**Exercise description**
The answer must consist of each line below that contains the word "heypnus", copied in full.

(Stored records)
PR #60, opened 2020-09-28
Add nsx-secret in shared_info

dantingl:
node_controller will use nsx-secret from shared_info

### DIFF
--- a/pkg/controller/sharedinfo/shared_info.go
+++ b/pkg/controller/sharedinfo/shared_info.go
@@ -17,6 +17,7 @@ type SharedInfo struct {
 
 	NetworkConfig     *configv1.Network
 	OperatorConfigMap *corev1.ConfigMap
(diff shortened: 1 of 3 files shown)


pkg/controller/sharedinfo/shared_info.go
```diff
@@ -17,6 +17,7 @@ type SharedInfo struct {
 
 	NetworkConfig     *configv1.Network
 	OperatorConfigMap *corev1.ConfigMap
+	OperatorNsxSecret *corev1.Secret
```
heypnus, line 20: Should we also add lb secret into the shared info?

dantingl: Resources in shared_info are shared between controllers. As we don't have a controller using lb secret, I think we don't need add it there.

heypnus (approved):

**Completed exercise**
heypnus, line 20: Should we also add lb secret into the shared info?
heypnus (approved):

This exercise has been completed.